#### Assignment:
The response should contain every entry, reproduced exactly.

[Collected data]
>>>

Issue #3738, opened 2016-09-07
[Scala] respect the sourceFolder parameter when generating code


ePaul:
##### Description

I wanted to generate just model classes in Scala from an Swagger/OpenAPI definition, in a place which is not a whole maven/sbt/... project, but just some folder generated during a build.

<<<

#### Response to the exercise:
Issue #3738, opened 2016-09-07
[Scala] respect the sourceFolder parameter when generating code


ePaul:
##### Description

I wanted to generate just model classes in Scala from an Swagger/OpenAPI definition, in a place which is not a whole maven/sbt/... project, but just some folder generated during a build.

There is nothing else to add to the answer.